My heart aches these days. And I don’t believe that’s the first time I’ve begun a blog post that way. Political polarization is nothing new to us, it’s been steadily increasing for the better part of the last 15-20 years. It was only a matter of time before it started to bubble over, which I think it is now. I hope it is now, because if this isn’t the beginnings of “bubbling over” I fear what is. Regardless, political polarization is nothing new, nor are the problems before us.
Nevertheless, my heart aches. COVID-19 has no doubt contributed to a communal degree of impatience, anxiety, and frustration in our culture, but the outcries following the murder of George Floyd are not new and are not due to the pandemic. They are the cries that black Americans have been sounding for over 400 years. The breadth, intensity, and depth of those cries vary over time, but they’ve always been there. And yet very little changes.
And so, my aches heart today because of our collective and continual abject dismissal of those cries.
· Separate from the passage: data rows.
PR #6599, opened 2022-04-06
Fix for broken style block wikitext

flibbles:
Style blocks broke between this release and the last (or maybe the one before that). Came up in my Uglify unit tests.

```
@@.myClass
<div>

Content
</div>
@@
```
This is broken. It no longer injects the class into the div element like it used to.

Reason: style block notation injects into parseTreeNode.attributes, but it was never made aware of parseTreeNode.orderedAttributes. This PR fixes that. Fixed for styles too.

@Jermolene: By the way, styleblocks are still kinda bad. They're using `addAttributeToParseTreeNode` instead of `addStyleToParseTreeNode` like you'd expect. Because of this, they blast away any style that already existed on the contained nodes. Also, because styleblocks look for "^@@(?:\\r?\\n)?" (where the newline is optional), they're impossible to nest. Is this deliberate or a bug?

### DIFF
--- a/core/modules/utils/parsetree.js
+++ b/core/modules/utils/parsetree.js
@@ -25,17 +25,27 @@ exports.getAttributeValueFromParseTreeNode = function(node,name,defaultValue) {
 };
 
 exports.addClassToParseTreeNode = function(node,classString) {
-	var classes = [];
+	var classes = [],
+		attribute;
 	node.attributes = node.attributes || {};
-	node.attributes["class"] = node.attributes["class"] || {type: "string", value: ""};
-	if(node.attributes["class"].type === "string") {
-		if(node.attributes["class"].value !== "") {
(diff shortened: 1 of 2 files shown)


flibbles:
I realize `^@@(?:\r?\n)?` makes the newline optional in case it's at the end of source, but other wikitext rules handle this with something like `^@@(?:\r?\n|$)`. This might be a backward compatibility issue if anyone actually wrote content after closing `@@` even though that's super weird. If you want to make the change though, I can put in the fix and test it.

Jermolene:
Thanks @flibbles, well spotted. As you note, the implementation of style blocks is gnarly to say the least (they were done very early). Because they weren't a good idea I'm not really too inclined to put more effort into fixing them (beyond this PR), but I'm open to other views.

PR #6600, opened 2022-04-06
Trim Saga: Control panel and Editor Toolbar

flibbles:
Shout out to the TiddlySpot tiddler macro for being completely broken, but also being completely unused, so no one noticed.


Jermolene:
Thanks @flibbles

I’m not going to claim to have a robust understanding of the Black Lives Matter movement, nor am I going to deny my own complicity and propping of systems of oppression in this nation, but what I’m seeing happen before my eyes aches my heart. Protests have not ceased since George Floyd’s murder, and there is some real beauty in that. The vast majority of these protests and the protestors themselves are peaceful.
But there has also been a rash of property destruction, which if we’re honest has been by some who are associated with BLM and some who are associated with white supremacist agitators. It’s been a mix. Let’s get honest about that. And let’s also get honest that damage of property has real life impact on people, but let’s also get real honest about the fact that damaged property pales in comparison with the loss of a life. Let’s get our anger properly ordered.
It’s quite remarkable. For 400 years black Americans and their African descendants have been crying out about varying and continually reimagined forms of oppression, most recently finding expression in black lives taken by Law Enforcement and vigilantes. But we seem to have more political outrage and political will to fix the property damage issues than we do the systemic racism that continually harms and takes the lives of BIPOC Americans.
White Supremacy is not just guys from Alabama in hoods, friends. That’s the easy stuff to address. It also shows up in the form of shifting the conversation away from how and why a man in Kenosha, WI was shot seven times in the back leaving him paralyzed and fighting for his life, to moving the National Guard in to stop the protests and rioting and calling it a victory. That’s a victory? People cry out, tensions rise, the national guard comes in, essentially garrisoning towns, and this is victory?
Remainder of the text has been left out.